Я приоткрыла глаза и узрела тусклые крашеные стены и потолок. Потолок был беленый и скучный. Я вздохнула и шевельнулась – раны полыхнули болью, так, что я едва не взвыла и замерла. Непроизвольно дернула руку и поняла, что запястье охватывает что-то холодное и жгучее. Я покосилась и обнаружила, что, во-первых, лежу на узкой и жесткой койке, а во-вторых, что правая рука наручником прикована к спинке кровати. Ясно, серебро. Чтобы не могла обратиться. Все правильно, все логично. Пришлось мне улечься обратно.

– Очнулась? – осведомился кто-то справа.

– Ага, – машинально отозвалась я, оборачиваясь на голос. Рядом стояла еще одна койка, на которой, закинув руки за голову, лежал высокий, крепкий мужчина. Он меня разглядывал, и я машинально натянула повыше тонкое одеяло. Он усмехнулся, пожевал спичку, которую держал во рту, и констатировал:

– Скромница. Поздно уж стесняться. Чего я там не видел, пока тебя перевязывали.

Должно быть, я покраснела – мужик рассмеялся.

– Не боись, – продолжал он, – не помрешь теперь. Правду говорят, что ты тварь?

– Тварь, – не стала спорить я. – А я где?

Мужик расхохотался пуще прежнего.

Я огляделась – комната оказалась большая, абсолютно безликая. Вдоль стены стояли койки. Было их штук семь, но заняты были только две – собственно, мной и моим нежданным собеседником. Дверь была плотно закрыта.

Тем временем мужик отсмеялся и соизволил дать мне пояснение:

– Ты, – сказал он, – в тюремном лазарете.

– Это хорошо, – сказала я.

А что тут еще скажешь? Конечно, хорошо, раз я пока живая, хотя и напоминаю, наверное, дуршлаг. Через меня скоро можно будет макароны отбрасывать.

– Тебя, – сказал мне мужик, – говорят, сам полковник велел сюда поместить. А нечисть в Городе обычно сразу убивают. Странно, правда?.. – И он холодно прищурился, пристально изучая меня.

– А вы тут что делаете? – спросила я.

– Лечусь, – ответил мужик, снова пожевав зубочистку.

– А в тюрьме?

– Так, по мелочи… – уклончиво отозвался мой сосед.

– За мелочи теперь не сажают – каждый мужик на счету, – заметила я.

– Много ты понимаешь, – сказал он, зевнул и снова уткнулся в книжку, которую читал до этого.

Я вздохнула. Мне хотелось встать, расправить плечи, потянуться – хоть бы и с ранами. Рука затекла, кожу неприятно жгло серебро.

Тут дверь заскрипела и приоткрылась. Показался патрульный, правда, незнакомый.

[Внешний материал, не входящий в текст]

PR #283, opened 2022-07-04
cronjob-is-broken-KK-754

terovirtanen:
Check if credentials file is exists


nikomakela (approved):
it sure looks clear at least :) Maybe I just let you try it 👍

nikomakela:
the PR name could be changed so it describes the change more

PR #289, opened 2022-09-01
KK-947 | Add AssignTicketSystemPasswordMutation & tests

karisal-anders:
## Description

AssignTicketSystemPasswordMutation(event_id, child_id) can be used to
assign a TicketSystemPassword to an event & child pair. If no free
passwords are avaiable then raises NoFreeTicketSystemPasswordsError,
if the TicketSystemPassword has already been assigned or another
TicketSystemPassword has already been assigned to the same child/event
pair then raises a TicketSystemPasswordAlreadyAssignedError.

Also:
 - Move event Exception class definitions to events/exceptions.py
 - Add TicketSystemPasswordAlreadyAssignedError KukkuuGraphQLError and
   map it to "TICKET_SYSTEM_PASSWORD_ALREADY_ASSIGNED_ERROR"
 - Change TicketSystemPassword.assign(self, event, child) function:
   - Remove event parameter as unnecessary
   - Raise PasswordAlreadyAssignedError if the assignment would result
     in breaking TicketSystemPassword's unique constraint for tuple
     (event, child)

## Context

[KK-947](https://helsinkisolutionoffice.atlassian.net/browse/KK-947)


karisal-anders:
Could @nikomakela or @tuomas777 please code review this pull request? Thank you! I welcome another pair of eyes/brains to discuss the [changes](https://github.com/City-of-Helsinki/kukkuu/pull/289/commits/9f69162c600fed4bc1fa01adb607cf6530ae1be3#diff-e22db1fd6b46c1799d0bb96df4d30720dba88c4ab310face6db5d9f9379a473c) made to the TicketSystemPassword.assign function's logic.

events/models.py
```diff
@@ -795,10 +795,23 @@ class Meta:
...
+            or (  # To keep unique constraint for tuple (event, child)
+                TicketSystemPassword.objects.exclude(pk=self.pk)
+                .filter(event=event, child=child)
+                .exists()
+            )
+        ):
             raise PasswordAlreadyAssignedError("The password is already assigned.")
 
         self.assigned_at = timezone.now()
+        self.event = event
```
tuomas777, line 814: I don't really understand why this function even has the parameter `event` 🙂 Unless I'm missing something, there shouldn't be any need to allow event changing here. A password should be tied to an event before it is assigned, and assigning a password should not change its event.

So I would just change the signature to `assign(self, child)`. Then the uniqueness checks should be also unnecessary.

tuomas777 (approved):
Great job 👍 🥇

Я его еще не видела – наверное, он из другого отряда.

– Очнулась? – уточнил он. – Жалко…

– Что? – не поняла я.

Патрульный – молодой парень, вошел и прикрыл за собой дверь.

– Мне велено за тобой приглядывать, – сказал он, – а когда ты без сознания приглядывать проще.

– Иди нафиг, – обиделась я, отворачиваясь, насколько позволял наручник. – Тогда расстреляйте меня совсем. Вообще просто будет.

Патрульный пожал плечами и не отозвался.

Мне было обидно. Я никого не трогала и не хотела никакого зла. А меня ни за что…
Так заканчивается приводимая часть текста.